● **Activity**: In the entries below, the lines from the one with "This looks good to me." through the one with "Deleted as fix not needed." are to be copied exactly; both ends count.

Dataset entries
■ ■ ■ ■ ■ ■ ■

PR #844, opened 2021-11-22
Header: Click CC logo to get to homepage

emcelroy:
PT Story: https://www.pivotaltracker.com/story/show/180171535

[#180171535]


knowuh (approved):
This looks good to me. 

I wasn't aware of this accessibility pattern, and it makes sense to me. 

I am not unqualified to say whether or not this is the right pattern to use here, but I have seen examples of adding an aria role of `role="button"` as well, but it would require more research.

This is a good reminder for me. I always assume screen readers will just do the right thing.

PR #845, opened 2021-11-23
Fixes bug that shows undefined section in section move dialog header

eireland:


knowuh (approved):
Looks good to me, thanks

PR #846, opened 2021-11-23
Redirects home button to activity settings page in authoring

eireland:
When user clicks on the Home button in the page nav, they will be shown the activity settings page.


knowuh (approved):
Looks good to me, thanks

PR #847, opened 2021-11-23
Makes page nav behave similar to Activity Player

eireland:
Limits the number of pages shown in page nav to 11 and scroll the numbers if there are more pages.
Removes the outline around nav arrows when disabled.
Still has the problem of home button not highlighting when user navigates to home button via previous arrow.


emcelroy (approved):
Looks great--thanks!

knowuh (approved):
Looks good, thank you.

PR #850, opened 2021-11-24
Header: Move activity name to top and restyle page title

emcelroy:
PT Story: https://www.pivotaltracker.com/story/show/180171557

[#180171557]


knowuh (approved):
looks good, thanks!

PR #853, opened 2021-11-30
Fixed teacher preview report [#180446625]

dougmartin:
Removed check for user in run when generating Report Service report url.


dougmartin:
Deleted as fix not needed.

■ ■ ■ ■ ■ ■ ■

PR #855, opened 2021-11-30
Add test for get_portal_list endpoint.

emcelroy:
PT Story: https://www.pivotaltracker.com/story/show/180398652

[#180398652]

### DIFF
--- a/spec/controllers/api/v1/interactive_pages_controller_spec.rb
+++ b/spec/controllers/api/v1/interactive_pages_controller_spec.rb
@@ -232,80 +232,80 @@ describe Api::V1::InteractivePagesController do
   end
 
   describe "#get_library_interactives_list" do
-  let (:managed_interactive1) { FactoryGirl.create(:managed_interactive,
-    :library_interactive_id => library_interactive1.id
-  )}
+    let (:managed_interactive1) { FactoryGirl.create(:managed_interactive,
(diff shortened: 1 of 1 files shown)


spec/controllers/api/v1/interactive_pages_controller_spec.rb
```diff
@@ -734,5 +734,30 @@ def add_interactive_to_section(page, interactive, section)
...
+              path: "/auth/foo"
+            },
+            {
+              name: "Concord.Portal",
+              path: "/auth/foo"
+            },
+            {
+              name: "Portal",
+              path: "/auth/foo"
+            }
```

■ ■ ■ ■ ■ ■ ■

● **Task output**:
This looks good to me. 

I wasn't aware of this accessibility pattern, and it makes sense to me. 

I am not unqualified to say whether or not this is the right pattern to use here, but I have seen examples of adding an aria role of `role="button"` as well, but it would require more research.

This is a good reminder for me. I always assume screen readers will just do the right thing.

PR #845, opened 2021-11-23
Fixes bug that shows undefined section in section move dialog header

eireland:


knowuh (approved):
Looks good to me, thanks

PR #846, opened 2021-11-23
Redirects home button to activity settings page in authoring

eireland:
When user clicks on the Home button in the page nav, they will be shown the activity settings page.


knowuh (approved):
Looks good to me, thanks

PR #847, opened 2021-11-23
Makes page nav behave similar to Activity Player

eireland:
Limits the number of pages shown in page nav to 11 and scroll the numbers if there are more pages.
Removes the outline around nav arrows when disabled.
Still has the problem of home button not highlighting when user navigates to home button via previous arrow.


emcelroy (approved):
Looks great--thanks!

knowuh (approved):
Looks good, thank you.

PR #850, opened 2021-11-24
Header: Move activity name to top and restyle page title

emcelroy:
PT Story: https://www.pivotaltracker.com/story/show/180171557

[#180171557]


knowuh (approved):
looks good, thanks!

PR #853, opened 2021-11-30
Fixed teacher preview report [#180446625]

dougmartin:
Removed check for user in run when generating Report Service report url.


dougmartin:
Deleted as fix not needed.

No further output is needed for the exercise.